Just passed my test for my E2. How do I go about negotiating my pay?


----------



## Dennis Alwon (May 9, 2009)

Mrgetitdone said:


> Just passed my test for my E2. How do I go about negotiating my pay?


IMO, passing the test is great but it does not necessarily mean a raise in pay unless that was negotiated before hand. If you having a license does something for the company then I don't see why a raise is warranted. I told my guys that performance get raises. I hope I didn't burst your bubble

BTw, Congrats- it is still a great accomplishment


----------



## MikeFL (Apr 16, 2016)

Congratulations.

While you're at it, please fill out your profile by clicking on your avatar & selecting Account Settings. 
Mandatory field is Electrical Trade. 
Helpful is location so we know if you're using NEC or CEC or ???.

Thanks.


----------



## 99cents (Aug 20, 2012)

MikeFL said:


> Congratulations.
> 
> While you're at it, please fill out your profile by clicking on your avatar & selecting Account Settings.
> Mandatory field is Electrical Trade.
> ...


American flag by his name.


----------



## 99cents (Aug 20, 2012)

Here, labour laws say he gets a raise.


----------



## mofos be cray (Nov 14, 2016)

99cents said:


> Here, labour laws say he gets a raise.


But not in bc.
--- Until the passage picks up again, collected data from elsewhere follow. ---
PR #1546, opened 2024-12-09
CMS-545: Add retry to fetch advisories on park operating dates page

ayumi-oxd:
### Jira Ticket:
CMS-545

### Description:
- Found 429 errors happen only on TEST env when fetching the advisories data (e.g. https://bcparks.test.api.gov.bc.ca/api/public-advisories/items?filters[protectedAreas][orcs][$eq]=6197&pagination[limit]=100) but not on other envs or my local. Added retry with `setTimeOut` when it has an error to fix this issue. Any advice is more than welcome since I'm not really sure how to fix it 😅

### DIFF
--- a/src/gatsby/src/pages/plan-your-trip/park-operating-dates.js
+++ b/src/gatsby/src/pages/plan-your-trip/park-operating-dates.js
@@ -87,6 +87,7 @@ const ParkLink = ({ park, apiBaseUrl }) => {
   // get advisories
   useEffect(() => {
     fetchAdvisoriesWithRetry()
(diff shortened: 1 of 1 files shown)


duncan-oxd:
I get errors intermittently from Strapi on the dev environment when I'm trying to build the site. It doesn't print out the error code but I bet they're also 429 "Too many requests" 

Let's ask around and see if we can have the request limit raised a bit on these environments so we won't get the error anymore. Or at least not as often!

duncan-oxd (approved):
As discussed on slack, the real fix for this will come from the Strapi server config, but this incremental backoff could still be useful if you want to merge it 👍

PR #1550, opened 2024-12-11
CMS-559: Add time zone to emergency-alert time fields

ayumi-oxd:
### Jira Ticket:
CMS-559

### Description:
- Add time zone to emergency-alert time fields

### DIFF
--- a/src/cms/src/api/emergency-alert/content-types/emergency-alert/lifecycles.js
+++ b/src/cms/src/api/emergency-alert/content-types/emergency-alert/lifecycles.js
@@ -1,18 +1,22 @@
 "use strict";
 
+const formatDateToPacificTime = (dateString) => {
+  const date = new Date(dateString)
+  const localDate = date.toLocaleDateString('en-CA', { timeZone: 'America/Los_Angeles' })
+  return new Date(localDate).toISOString().split('T')[0]
+}
+
 module.exports = {
     beforeCreate(event) {
         const { data } = event.params
-        const date = new Date(data.createdAt)
-        const createdDate = date.toISOString().split('T')[0]
+        const createdDate = formatDateToPacificTime(data.createdAt)
         if (data.isActive === true) {
             data.activeDate = createdDate
         }
     },
     beforeUpdate(event) {
         const { data } = event.params
-        const date = new Date(data.updatedAt)
-        const updatedDate = date.toISOString().split('T')[0]
+        const updatedDate = formatDateToPacificTime(data.updatedAt)
         if (data.isActive === true) {
             data.activeDate = updatedDate
         }
--- a/src/cms/src/api/emergency-alert/content-types/emergency-alert/lifecycles.js
+++ b/src/cms/src/api/emergency-alert/content-types/emergency-alert/lifecycles.js
@@ -1,9 +1,12 @@
 "use strict";
 
+const format = require('date-fns/format')
+
 const formatDateToPacificTime = (dateString) => {
-  const date = new Date(dateString)
-  const localDate = date.toLocaleDateString('en-CA', { timeZone: 'America/Los_Angeles' })
-  return new Date(localDate).toISOString().split('T')[0]
+  // Strapi returns the date in ISO format e.g. 2025-01-01T00:00:00.000Z
+  // Format the date in YYYY-MM-DD e.g. 2025-01-01
+  const formattedDate = format(dateString, 'yyyy-MM-dd', { timeZone: 'America/Los_Angeles' })
+  return formattedDate
 }
 
 module.exports = {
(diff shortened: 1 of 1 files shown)


src/cms/src/api/emergency-alert/content-types/emergency-alert/lifecycles.js
```diff
@@ -1,23 +1,27 @@
 "use strict";
 
+const formatDateToPacificTime = (dateString) => {
+  const date = new Date(dateString)
+  const localDate = date.toLocaleDateString('en-CA', { timeZone: 'America/Los_Angeles' })
+  return new Date(localDate).toISOString().split('T')[0]
```
duncan-oxd, line 6: this `toLocaleDateString` function already returns a YYYY-MM-DD date string; can't we just return that without needing this last line that parses it and formats it again?

ayumi-oxd: This `localDate` returns MM/DD/YYY, like `12/11/2024` so it still needs to be converted 😓

duncan-oxd: In my browser, `en-CA` returns YYYY-MM-DD but `en-US` returns MM/DD/YYYY 🤔 Apparently that can change(??) Maybe because I've got my machine set to use YYYY-MM-DD date formats in the OS? Since this project is already using `date-fns`, you could use that here to get a predictable output (see parkAccessStatus.js where date-fns `format` function is used to output a date with year-month-day format)

duncan-oxd: also, what format is the `dateString` parameter when it gets passed in? Let's add some comments to explain what this function does

ayumi-oxd: Thanks! Using `date-fns` seems to be a good idea. Strapi returns an ISO date string like `2025-01-01T00:00:00.000Z`, but it's interesting I needed to convert it into YYYY-MM-DD format when updating data in the Strapi lifecycle.

src/cms/src/api/emergency-alert/content-types/emergency-alert/lifecycles.js
```diff
@@ -1,23 +1,29 @@
 "use strict";
 
+const format = require('date-fns/format')
+
+const formatDateToPacificTime = (dateString) => {
+  // Strapi returns the date in ISO format e.g. 2025-01-01T00:00:00.000Z
+  // Format the date in YYYY-MM-DD e.g. 2025-01-01
+  return format(dateString, 'yyyy-MM-dd', { timeZone: 'America/Los_Angeles' })
```
duncan-oxd, line 8: I don't think `timeZone` is a valid property for the options object ( https://date-fns.org/v2.28.0/docs/format#arguments ?) but it will be using the local timezone anyway. If we need to specify the timezone, there's a plugin for date-fns we could use (or the newer version 4 apparently has timezone functions built in)

src/cms/src/api/emergency-alert/content-types/emergency-alert/lifecycles.js
```diff
@@ -1,23 +1,32 @@
...
 
+const format = require('date-fns/format')
+const utcToZonedTime = require('date-fns-tz/utcToZonedTime')
+
+const formatDateToPacificTime = (dateString) => {
+  // Strapi returns the date in ISO format e.g. 2025-01-01T00:00:00.000Z
+  // Convert dateString to Pacific Time
+  const pacificTime = utcToZonedTime(dateString, 'America/Los_Angeles')
+  // Format the date in YYYY-MM-DD e.g. 2025-01-01
+  return format(pacificTime, 'yyyy-MM-dd')
```
duncan-oxd, line 11: I haven't used `date-fns-tz` before but it looks like the function we really want is `formatInTimezone` which would let us do this all on one line: https://github.com/marnusw/date-fns-tz?tab=readme-ov-file#formatintimezone

duncan-oxd (approved):
Reading the date-fns-tz documentation, I think this is correct and it will work, so I'm approving it! I put in a suggestion for using a different function if you want, but I think the result will be the same either way 👍

src/cms/src/api/emergency-alert/content-types/emergency-alert/lifecycles.js
ayumi-oxd: Thanks! Tried `formatInTimezone` but was getting an error: `Format string contains an unescaped latin alphabet character 'A'.` for some reason ...

PR #1551, opened 2024-12-12
CMS-568: Update navigation spacing on mobile

ayumi-oxd:
### Jira Ticket:
CMS-568
CMS-569

### Description:
- CMS-568: Update navigation spacing on mobile
- CMS-569: Update container width on the find a park page

### DIFF
--- a/src/gatsby/src/styles/pageContent/pageMenu.scss
+++ b/src/gatsby/src/styles/pageContent/pageMenu.scss
@@ -80,7 +80,7 @@
       width: 100%;
       height: 68px !important;
       border: none;
-      padding: 0 32px 0 20px;
+      padding: 0 40px 0 20px;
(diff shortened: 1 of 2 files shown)


src/gatsby/src/styles/pageContent/pageMenu.scss
```diff
@@ -80,7 +80,7 @@
       width: 100%;
       height: 68px !important;
       border: none;
-      padding: 0px 20px;
+      padding: 0 32px 0 20px;
```
duncan-oxd, line 83: This works, but I noticed that the edge of the icon is right up against the edge of the text cutoff with this padding:
image
You might consider increasing it to 40px or so, to add a bit of space:

image

duncan-oxd (approved):

PR #1552, opened 2024-12-13
CMS-546: Add snowplow custom calls

ayumi-oxd:
### Jira Ticket:
CMS-546

### Description:
- Add snowplow custom calls to track
  - which filter is clicked on the Find a Park page
  - which park name is selected
  - which city name is selected
  - which keyword is used to search parks
  - which accordion is clicked on the Park page
  - which megamenu link/footer link is clicked
- For testing: We can't really test it on the local and DEV, so we need to check it on Alpha-TEST when it's merged

### DIFF
--- a/src/gatsby/src/components/footer.js
+++ b/src/gatsby/src/components/footer.js
@@ -2,9 +2,10 @@ import React from "react"
 import { graphql, useStaticQuery } from "gatsby"
 import { StaticImage } from "gatsby-plugin-image"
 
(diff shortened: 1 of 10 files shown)


duncan-oxd (approved):
Looks good to me. I'm not familiar with Snowplow's API or their analytics dashboard, but I was asking on Slack if perhaps there's a way to passively track *all* link and button clicks, and then filter it in the dashboard?

Either way, having clear descriptions with the events here will be nice 👍

PR #1554, opened 2024-12-17
CMS-484: Accessibility updates

ayumi-oxd:
### Jira Ticket:
CMS-484
CMS-485
CMS-488
CMS-489
CMS-490
CMS-492
CMS-494
CMS-496
CMS-498
CMS-500
CMS-533
CMS-536
CMS-540
CMS-542
CMS-550
CMS-551
CMS-552
CMS-553
CMS-554
CMS-570

### Description:
- CMS-484, 485: Contain an element with role=menuitem in an element with role=menu
  - Adding role to `ul` and `li` caused a warning: "Non-interactive elements should not be assigned interactive roles jsx-a11y/no-noninteractive-element-to-interactive-role" so changed these elements to `div`
- CMS-488, CMS-494: Remove role=button from park photo gallery
  - Remove `roll=button` from `div`
  - Change the element around the image to `button` so that users can click/tab focus on each image
- CMS-489: Add aria-controls to input
  - Add `aria-control` to the park name search and the city name search input field 
  - Add `aria-control` to the filter checkbox input fields
- CMS-490, 533: Add for to advisories search filter label
- CMS-492: Add underline to links under the more ways to find a park
- CMS-496: Add title to iframe
  - Remove HTMLArea file and replace it with HtmlContent since it was a duplicate
- CMS-498: Apply aria-label to see all link on find a park page
- CMS-500: Add lang attribute to htmlContent
  - `lang="en"` is already set at `<html>` but add it again to `htmlContent` to ensure
- CMS-536: Add unique id to popular filters on find a park page
- CMS-540: Move focus when the scroll button is clicked by keyboard
  - Move focus to the last card item when the load more button is clicked by keyboard on the Active advisories page
- CMS-542: Add urgency level name to advisory icon
  - Update `aria-label` based on urgency level
- CMS-550: Change heading on find a park page
  - Change `h3` to `p` since the page doesn't have `h1` and `h2` 
- CMS-551: Remove alt from fontawesome icon
- CMS-552: Redirect to the park page if there is one result that exactly matches input text
- CMS-553: Add aria label to show all links and expand all links
  - Update show all links and expand all links name
- CMS-554: Add aria live to no match message in typeahead fields
- CMS-570: Change aria label on go back to the full list button
- Remove unused component files


src/gatsby/src/components/park/parkOverview.js
```diff
@@ -51,15 +51,10 @@ export default function ParkOverview({ data: parkOverview, type }) {
       {hasExpandCondition &&
         <button
           className="btn btn-link park-overview-link expand-icon"
+          aria-label={expanded ? "Show less highlights" : "Show more highlights"}
```
duncan-oxd, line 54: I think this came up as a controversy late last year. Do you remember if a decision was made about "show less" vs. "show fewer?"

ayumi-oxd: We decided to go with just "Show less/more" (https://bcparksdigital.atlassian.net/browse/CMS-441), but it'd be better to have a more specific label for the VoiceOver users.

duncan-oxd: In that case, I think we should update it to be gramatically correct. Same with the 3 aria-labels in desktopFilters.js: "Show _fewer_ areas", etc.

src/gatsby/src/pages/find-a-park.js
```diff
@@ -720,6 +724,13 @@ export default function FindAPark({ location, data }) {
     }
   }, [currentLocation])
 
+  // redirect to the park page if there is only one search result that exactly matches the input text
+  useEffect(() => {
+    if (searchResults.length === 1 && searchResults[0].protectedAreaName.toLowerCase() === inputText.toLowerCase()) {
+      navigate(`/${searchResults[0].slug}`)
+    }
+  }, [searchResults, inputText])
```
duncan-oxd, line 732: Will this happen instantly? Should we wait for an "enter" key press or something?

ayumi-oxd: You can search and redirect to the park page either way:
- Type something (e.g. "Adam") and select the specific park (e.g. "Adams Lake Marine Park") from the dropdown
- Type the exact park name (e.g.  "Adams Lake Marine Park") and hit the enter key or the search button

I think the first option is a more common use case. In that case, it happens instantly.

duncan-oxd: I thought the useEffect would make this happen every time you typed something to change the inputText, but I see there's a separate searchText variable and we're checking for the Enter key elsewhere 👍

duncan-oxd (approved):

PR #1559, opened 2025-01-06
CMS-34: Add park name audio collection

ayumi-oxd:
### Jira Ticket:
CMS-34
CMS-182

### Description:
- Add the audio clip collection to Strapi
- Users can listen to audio in the TLDR section and the Highlights section on the Park/Site page
- Users can see audio credit and audio transcript
- Editors can add an audio file to the TLDR if they choose `audioClipType` "Park name"
- Editors can add an audio file to the Highlights if they choose `audioClipType` NOT "Park name" (TBD)
- Editors can inject an audio file into the placeholder position in `description` in the protected area collection
---
#### Additional description:
- Add `displayLocation` that allows users to choose multiple options
- Install `strapi-plugin-multi-select` https://www.npmjs.com/package/strapi-plugin-multi-select to add `displayLocation`
- Update the audio button colour due to the design update
- Add `adminNote`


src/gatsby/src/styles/audioButton.scss
```diff
@@ -0,0 +1,157 @@
...
+  position: fixed;
+  bottom: 0;
+  left: 0;
+  z-index: 1025;
+  padding: 32px;
+  @media (min-width: $lgBreakpoint) {
+    height: 125px;
+  }
+  &-container {
+    width: 1100px;
```
duncan-oxd, line 33: Will that work on phones? It looks like we might need to use a breakpoint for smaller screens, but as of yet I haven't run this locally to see how it looks

src/gatsby/src/styles/audioButton.scss
```diff
@@ -0,0 +1,157 @@
...
+  width: 100%;
+  display: flex;
+  align-items: center;
+  justify-content: center;
+  color: $colorWhite;
+  background-color: $colorGrey;
+  position: fixed;
+  bottom: 0;
+  left: 0;
+  z-index: 1025;
```
duncan-oxd, line 27: It would be helpful to have a comment saying why we're using this specific number

src/gatsby/src/styles/audioButton.scss
ayumi-oxd: It works on my end unless I shrink the screen size to less than 300 px or something but let me know if it doesn't. If you're interested in UI on mobile without running it locally, please take a look at the Figma 🙂

src/gatsby/src/styles/audioButton.scss
ayumi-oxd: Good catch! Added some comments.

duncan-oxd (approved):
Very brave to create our own component instead of adapting a pre-built one!

src/gatsby/src/components/audioButton.js
```diff
@@ -0,0 +1,163 @@
...
+
+  // functions
+  const stripHtmlTags = html => {
+    const div = document.createElement("div")
+    div.innerHTML = html
+    return div.textContent || div.innerText || ""
+  }
+  const createVttContent = transcript => {
+    const plainTextTranscript = stripHtmlTags(transcript)
+    return `WEBVTT\n\n1\n00:00:00.000 --> 00:00:10.000\n${plainTextTranscript}`
```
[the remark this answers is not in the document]
ayumi-oxd: Good catch! I forgot to update it 😅

duncan-oxd (approved):

PR #1560, opened 2025-01-08
CMS-545: Update api fetching on park operating dates page

ayumi-oxd:
### Jira Ticket:
CMS-545

### Description:
- Update API fetching on the park operating dates page
- Previously the API was called 1000 times as the same as the number of parks. 
After talking to @fatbird we've decided to change the API call rather than changing the API rate limit:
  - Fetch all the advisories so that we just need one API call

Which is kinda funny considering our left leaning government


----------



## John Valdes (May 17, 2007)

I did not get a raise when I passed the masters exam in 1996. But at least I was able to hold my head up as they paid for the classes.


----------



## five.five-six (Apr 9, 2013)

I passed my test too! All I got was 2 weeks off


----------



## J F Go (Mar 1, 2014)

Congratulations on passing the test.


----------



## 99cents (Aug 20, 2012)

five.five-six said:


> I passed my test too! All I got was 2 weeks off


You okay now?


----------



## Kevin (Feb 14, 2017)

99cents said:


> You okay now?


@five.five-six Like 99 asked, are you okay now?


----------



## Kevin (Feb 14, 2017)

As @MikeFL mentioned, a profile is required here. Here's a link to assist you with this.


----------



## five.five-six (Apr 9, 2013)

99cents said:


> You okay now?


I don’t know if you could say I was even OK before. But I have recovered from the Rona


----------



## 460 Delta (May 9, 2018)

Congrats on passing your test!


----------